5 Things Venture Capitalists Seek Before Investing – Aegon Life

Apr 08, 2019 | 2 weeks ago | Read Time: 3 minutes | By iKnowledge Team

Venture capitalists try to find the best match for their investments. The two basic ingredients for a winning match is a great idea backed by an entrepreneur’s commitment and a talented team.

 

Out of 200 proposals that a venture capitalist receives for funding requests, only a couple get to the final stage of approval. Considering those statistics, you can imagine the kind of screening and sifting that VCs have to do. Even with all the sorting and weeding that takes place to find the best investment target, there’s no guarantee for the VC that the venture will be a success in the long run. The start-up landscape is littered with the carcasses of businesses that were stillborn, or sputtered for a while before dying out.
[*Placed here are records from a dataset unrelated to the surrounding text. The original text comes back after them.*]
PR #963, opened 2015-03-23
[bug 1139878] Add event initiative in passive reports.

akatsoulas:


remo/reports/models.py
```diff
@@ -320,23 +319,22 @@ def create_update_passive_event_report(sender, instance, created, **kwargs):
...
+    report, report_created = NGReport.objects.get_or_create(**attrs)
+    if report_created:
+        (NGReport.objects.filter(event=instance, activity=activity)
+                         .exclude(pk=report.id).delete())
         statsd.incr('reports.create_passive_event')
     else:
-        reports = (NGReport.objects.filter(event=instance)
-                   .exclude(activity__name=ACTIVITY_POST_EVENT_METRICS))
-        reports.update(**attrs)
+        report.__dict__.update(attrs)
```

Sometimes they have to go on gut instincts and all the time on hard facts and figures. Entrepreneurs have to convince the VC that the business they are planning to do is feasible, that there is a demand for it, the market size is sufficiently large for its existence and so on. The two basic ingredients for getting funding remain the same – a great investment idea backed by a talented team.

Remember the VCs have the mandate to find and fund a venture so they are willing to be convinced about the start-up idea. The VCs need the start-ups as much as the start-ups need the VCs. It is a symbiotic relationship.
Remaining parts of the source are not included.